Ken asintió en silencio, volviendo a mirar a los niños. Notó los ojos de Norman y de Karin fijos en él. Y casi estuvo de acuerdo en todo con Vera. Quizá no eran sólo imaginaciones de ella. No le gustaba sentirse estudiado por aquellos niños.
Vera Munro se encerró con los muchachos en el aula hasta las cinco de la tarde. La noche caía rápidamente sobre la campiña, y no cesaba de nevar. El nivel de la nieve alcanzaba ya las ventanas enrejadas de la mansión. El cielo nuboso, sin embargo, le pareció a Wilcox algo más tenue y agrisado. Posiblemente en menos de dos o tres horas cesará al fin la maldita nevada, pensó recordando tristemente su Daimler sepultado en alguna parte de aquella estepa blanca.
Eric salió al cementerio usando las raquetas, para abrir una fosa, «por si aparecía al fin el cadáver del señor Steele», según sus palabras. La señora Oates, en la cocina, preparaba alguna cena suculenta, a juzgar por el aroma que llegaba de allí. Ken se encaminó al teléfono de la biblioteca y comenzó a seguir la conexión del mismo cuidadosamente, a lo largo de los empapelados muros de la mansión, de alcoba en alcoba y de pasillo en pasillo.
La casa hubiera parecido en absoluta calma, sumida en un ritmo de vida normal, si no fuese porque resultaba difícil olvidar que había desaparecido el cadáver de su propietario y que otro cuerpo sin vida reposaba en una gélida habitación, esperando su traslado a lugar más adecuado.
A las cinco en punto los niños abandonaron la clase y fueron a la cocina en tropel, para tomar un té con la señora Oates, como acostumbraban hacer a veces.
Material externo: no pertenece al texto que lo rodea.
Issue #151, opened 2019-10-10
ignoring frame size negotiation


HoneyryderChuck:
Coming from: https://gitlab.com/honeyryderchuck/httpx/issues/59 .

If you look at the shown frame negotiation, you can see that the server negotiates an increase of max frame size. However, this is never taken into account, as data frame parsing fails with `common_header': Frame size is too large: 95846 (HTTP2::Error::CompressionError)`.

The main offender seems to be this condition, which doesn't do a thing.

igrigorik:
Resolved via #157.

PR #157, opened 2020-11-11
update max frame size on receiving SETTINGS frame from peer

sankarcheppali:
Currently the framer max_frame_size is not being updated as reported in [151](https://github.com/igrigorik/http-2/issues/151).  This PR tries fix that

### DIFF
--- a/lib/http/2/connection.rb
+++ b/lib/http/2/connection.rb
@@ -539,7 +539,7 @@ module HTTP2
         # Process pending settings we have sent.
         [@pending_settings.shift, :local]
       else
-        connection_error(check) if validate_settings(@remote_role, frame[:payload])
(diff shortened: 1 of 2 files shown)


igrigorik (commented):
Thank you for the contribution!  Overall, looks great. 

Q: should there be a min/max boundary check?

sankarcheppali:
> Thank you for the contribution! Overall, looks great.
> 
> Q: should there be a min/max boundary check?

Cool. We are already doing a check with validate_settings before accepting the remote settings. We could add one more check in framer if you feel that is required

igrigorik:
Ah, good point! No, should be good. Ready to merge, or do you have anything else pending?

sankarcheppali:
We are good to merge 👍

PR #161, opened 2022-09-14
Support running with --enable=frozen-string-literal

danielmorrison:
In apps that run with `--enable=frozen-string-literal` we can get a `FrozenError`.

Using `String.new` instead of `''` fixes that without breaking it for anyone else.

When running the specs frozen strings (`RUBYOPT="--enable=frozen-string-literal" rake`), there were two files that have errors. I added the magic comment: `# frozen-string-literal: false` to those to work both ways.


igrigorik (approved):
👍 thanks for the contribution!

PR #164, opened 2024-05-31
Enable build with GH actions

mullermp:


mullermp:
Hm. This did not do the trick. Let me try to open a PR on the fork first.

mullermp:
The CI runs correctly on https://github.com/mullermp/http-2/pull/1 so I'm not sure why it's not starting here - maybe a permissions thing?

The failures are from old Ruby. I would like to submit a different PR that bumps the minor version and sets minimum ruby to at least 2.3 (or even 2.5). Let me know if you're ok with that.

flavorjones:
Just a note that, in Github Actions, a workflow file must exist on the default branch before it will run in pull requests.

mullermp:
Makes sense for security reasons! Thank you.

.github/workflows/ci.yml
```diff
@@ -0,0 +1,29 @@
...
+    steps:
+      - name: Setup Ruby
+        uses: ruby/setup-ruby@v1
+        with:
+          ruby-version: ${{ matrix.ruby }}
+
+      - uses: actions/checkout@v4
+
+      - name: Install gems
+        run: bundle install
```
alextwoods, line 26: Could use bundler-cache with setup-ruby, eg: https://github.com/smithy-lang/smithy-ruby/pull/198

alextwoods (approved):

igrigorik (approved):

PR #165, opened 2024-05-31
Organize directory based on module name

mullermp:
The module name is HTTP2, so flatten the directories and paths as such.

I've also moved the private task into a tasks folder (should not be part of lib I think).

Let me know if I should regenerate the huffman table? I'm not entirely sure what this is for - but it does produce different results.


lib/http/2.rb
alextwoods, line 1: I think this would be breaking for everyone using the gem with `require 'http/2''

mullermp:
With the module name as `HTTP2`, but the gem as `http-2`, and following gem naming standards, there are two approaches:

1. Rename module to HTTP::2 and keep current directory, or
2. Rename the folders as I've done, but doesn't comply well with gem name.

Both options can be fixed with a major version bump or by aliasing. I actually maybe think I should go with option 1 because it aligns with the gem name (should not change at all).

mullermp:
We can either keep the alias or major version bump with a minimum Ruby version.

lib/http2.rb
```diff
@@ -0,0 +1,13 @@
...
+require 'http2/error'
+require 'http2/emitter'
+require 'http2/buffer'
+require 'http2/flow_buffer'
+require 'http2/huffman'
+require 'http2/huffman_statemachine'
+require 'http2/compressor'
+require 'http2/framer'
+require 'http2/connection'
+require 'http2/client'
```
alextwoods, line 11: This change will also break anyone that was using `require 'http/2/client`.  My guess is there isn't much usage like that since the README examples all have the top level file being required and it requires all other files.

mullermp: I don't see this in the SDK so I think we are fine. But you're right that someone could be doing this. Documented usage is different as you point out. I think it's fine personally.

igrigorik (commented):
Hmm, on the fence this one. 

I agree that current code mixes module name convention vs directory structure, but is there a big benefit to imposing this as a breaking change? My intuition is that it's purely aesthetic and not worth the imposed work for everyone to adjust & upgrade?

lib/http2.rb
mullermp: Seeing as this is not expected behavior, this one doesn't worry me, but I'll leave it to the author.

PR #6039, opened 2018-02-02
add Leaflet Truesize

moklick:


moklick:
thanks we will check that

PR #6041, opened 2018-02-05
Issue #6013

### LINKED ISSUE #6013: DomEvent.off() not working correctly when called with one parameter

mwfontes:
Probably fixed #6013, the problem of passing only the DOM element to the off() method… + added the option of passing only the type and no handler.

Vera Munro salió del aula ya vacía, encontrándose con Ken Wilcox, que volvía de alguna parte limpiándose las manos con un trapo.
—¿Dónde se ha metido todo este tiempo? —indagó la joven, curiosa.
—Por ahí, removiendo cosas —él meneó la cabeza—. Por cierto, ¿dónde anda Eric?
—No sé. No lo he visto en todo el tiempo. Hicimos un alto en la clase entre tres y tres y cuarto. Los niños fueron al aseo y corretearon un poco por ahí, pero no vi a Eric en absoluto, ¿por qué lo dice?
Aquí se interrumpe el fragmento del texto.